What to produce
Please transcribe exactly, and only, the lines of the data below between the line holding "an issue on" and the line holding "--- a/project.clj", inclusive.

Saved entries:
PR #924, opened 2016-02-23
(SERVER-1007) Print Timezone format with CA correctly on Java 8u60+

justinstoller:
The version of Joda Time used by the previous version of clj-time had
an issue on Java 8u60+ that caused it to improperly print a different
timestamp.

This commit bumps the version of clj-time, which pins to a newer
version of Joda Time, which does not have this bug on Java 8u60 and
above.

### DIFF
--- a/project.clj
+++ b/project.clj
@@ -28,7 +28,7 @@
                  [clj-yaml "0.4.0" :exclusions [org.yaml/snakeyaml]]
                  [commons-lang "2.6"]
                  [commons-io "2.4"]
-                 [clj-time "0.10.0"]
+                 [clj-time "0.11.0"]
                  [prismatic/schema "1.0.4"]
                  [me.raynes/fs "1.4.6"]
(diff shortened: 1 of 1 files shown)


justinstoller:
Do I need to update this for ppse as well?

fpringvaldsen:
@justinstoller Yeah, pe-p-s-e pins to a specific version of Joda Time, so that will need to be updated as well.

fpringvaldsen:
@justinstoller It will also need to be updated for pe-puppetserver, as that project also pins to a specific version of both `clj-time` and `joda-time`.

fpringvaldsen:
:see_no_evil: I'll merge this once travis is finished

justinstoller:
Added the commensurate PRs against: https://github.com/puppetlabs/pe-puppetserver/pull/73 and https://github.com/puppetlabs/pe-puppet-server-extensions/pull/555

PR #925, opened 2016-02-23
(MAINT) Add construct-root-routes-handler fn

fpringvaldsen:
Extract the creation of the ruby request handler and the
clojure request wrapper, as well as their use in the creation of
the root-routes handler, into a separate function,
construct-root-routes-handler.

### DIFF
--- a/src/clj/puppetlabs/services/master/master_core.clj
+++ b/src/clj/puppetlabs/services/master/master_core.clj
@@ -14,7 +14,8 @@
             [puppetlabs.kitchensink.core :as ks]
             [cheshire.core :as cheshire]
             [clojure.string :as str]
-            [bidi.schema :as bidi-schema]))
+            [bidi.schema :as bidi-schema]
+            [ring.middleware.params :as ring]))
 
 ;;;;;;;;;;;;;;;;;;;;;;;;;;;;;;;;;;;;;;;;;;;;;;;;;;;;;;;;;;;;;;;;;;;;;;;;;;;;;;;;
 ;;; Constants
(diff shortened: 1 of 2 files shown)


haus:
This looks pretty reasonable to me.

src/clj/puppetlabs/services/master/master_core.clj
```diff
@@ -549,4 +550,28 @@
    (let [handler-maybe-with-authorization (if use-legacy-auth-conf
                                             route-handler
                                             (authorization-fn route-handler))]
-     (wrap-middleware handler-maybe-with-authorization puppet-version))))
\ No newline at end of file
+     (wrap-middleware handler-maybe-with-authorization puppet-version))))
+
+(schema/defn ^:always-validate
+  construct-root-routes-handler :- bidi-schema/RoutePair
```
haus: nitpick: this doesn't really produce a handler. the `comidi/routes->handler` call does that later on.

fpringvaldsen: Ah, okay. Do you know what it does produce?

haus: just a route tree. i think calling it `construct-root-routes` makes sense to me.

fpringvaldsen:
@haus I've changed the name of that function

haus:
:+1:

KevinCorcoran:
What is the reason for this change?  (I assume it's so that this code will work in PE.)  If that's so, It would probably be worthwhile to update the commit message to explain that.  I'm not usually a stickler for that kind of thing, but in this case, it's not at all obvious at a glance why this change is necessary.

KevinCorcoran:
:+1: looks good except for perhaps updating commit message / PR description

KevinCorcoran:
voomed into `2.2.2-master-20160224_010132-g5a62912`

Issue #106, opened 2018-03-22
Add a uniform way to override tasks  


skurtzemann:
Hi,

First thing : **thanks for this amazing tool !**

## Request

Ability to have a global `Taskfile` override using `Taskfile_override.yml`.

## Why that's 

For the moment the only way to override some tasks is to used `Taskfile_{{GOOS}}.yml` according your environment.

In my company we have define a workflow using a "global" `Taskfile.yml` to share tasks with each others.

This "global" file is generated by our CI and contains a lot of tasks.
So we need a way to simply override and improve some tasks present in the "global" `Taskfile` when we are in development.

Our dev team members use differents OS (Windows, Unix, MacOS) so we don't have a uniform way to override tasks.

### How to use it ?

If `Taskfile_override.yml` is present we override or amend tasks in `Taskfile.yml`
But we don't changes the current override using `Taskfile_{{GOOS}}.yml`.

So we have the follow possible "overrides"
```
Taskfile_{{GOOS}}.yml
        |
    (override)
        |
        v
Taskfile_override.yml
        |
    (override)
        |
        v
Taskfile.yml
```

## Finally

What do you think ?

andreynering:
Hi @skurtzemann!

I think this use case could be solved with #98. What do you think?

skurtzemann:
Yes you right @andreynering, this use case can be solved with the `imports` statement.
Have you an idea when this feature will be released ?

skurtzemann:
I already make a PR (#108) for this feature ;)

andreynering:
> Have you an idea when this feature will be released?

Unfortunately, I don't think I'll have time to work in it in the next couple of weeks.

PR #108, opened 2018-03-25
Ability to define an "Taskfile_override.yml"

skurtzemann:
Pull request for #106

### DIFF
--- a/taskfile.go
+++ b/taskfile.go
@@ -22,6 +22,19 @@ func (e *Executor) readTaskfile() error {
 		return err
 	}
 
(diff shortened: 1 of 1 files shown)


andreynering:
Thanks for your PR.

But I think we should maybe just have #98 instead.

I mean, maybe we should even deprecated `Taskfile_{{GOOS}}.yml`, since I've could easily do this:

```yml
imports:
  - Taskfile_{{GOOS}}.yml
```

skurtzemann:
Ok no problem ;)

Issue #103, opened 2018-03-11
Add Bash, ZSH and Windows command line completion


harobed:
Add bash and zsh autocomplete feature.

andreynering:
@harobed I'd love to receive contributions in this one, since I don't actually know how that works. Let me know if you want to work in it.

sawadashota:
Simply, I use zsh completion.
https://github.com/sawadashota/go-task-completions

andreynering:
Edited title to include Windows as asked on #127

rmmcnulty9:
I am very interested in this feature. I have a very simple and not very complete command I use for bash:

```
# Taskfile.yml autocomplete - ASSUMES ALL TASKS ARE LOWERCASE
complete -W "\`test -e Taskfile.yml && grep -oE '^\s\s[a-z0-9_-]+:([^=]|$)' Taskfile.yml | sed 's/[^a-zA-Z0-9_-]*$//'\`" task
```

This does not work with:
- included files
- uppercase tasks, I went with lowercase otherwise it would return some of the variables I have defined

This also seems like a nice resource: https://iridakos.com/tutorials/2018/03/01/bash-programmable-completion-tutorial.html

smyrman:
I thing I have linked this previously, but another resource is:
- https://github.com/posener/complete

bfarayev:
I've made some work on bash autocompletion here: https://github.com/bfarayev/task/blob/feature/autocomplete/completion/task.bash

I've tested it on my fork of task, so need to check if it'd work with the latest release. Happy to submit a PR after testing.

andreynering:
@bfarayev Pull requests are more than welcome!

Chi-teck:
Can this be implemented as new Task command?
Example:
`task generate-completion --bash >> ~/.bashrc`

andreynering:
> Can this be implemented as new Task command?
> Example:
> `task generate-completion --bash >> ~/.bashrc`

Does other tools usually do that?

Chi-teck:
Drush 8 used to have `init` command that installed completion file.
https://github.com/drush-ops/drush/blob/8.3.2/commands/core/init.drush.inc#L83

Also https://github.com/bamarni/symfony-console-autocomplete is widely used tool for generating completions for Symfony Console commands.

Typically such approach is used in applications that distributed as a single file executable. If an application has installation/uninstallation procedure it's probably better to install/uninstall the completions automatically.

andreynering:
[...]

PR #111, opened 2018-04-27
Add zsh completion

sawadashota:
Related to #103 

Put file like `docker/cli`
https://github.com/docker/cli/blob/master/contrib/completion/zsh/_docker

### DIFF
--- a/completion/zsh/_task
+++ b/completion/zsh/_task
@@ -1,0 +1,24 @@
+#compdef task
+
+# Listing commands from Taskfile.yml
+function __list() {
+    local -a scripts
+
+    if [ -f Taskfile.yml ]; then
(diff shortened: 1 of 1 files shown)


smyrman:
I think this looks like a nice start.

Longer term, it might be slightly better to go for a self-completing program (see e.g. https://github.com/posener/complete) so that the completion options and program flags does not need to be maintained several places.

Written response
an issue on Java 8u60+ that caused it to improperly print a different
timestamp.

This commit bumps the version of clj-time, which pins to a newer
version of Joda Time, which does not have this bug on Java 8u60 and
above.

### DIFF
--- a/project.clj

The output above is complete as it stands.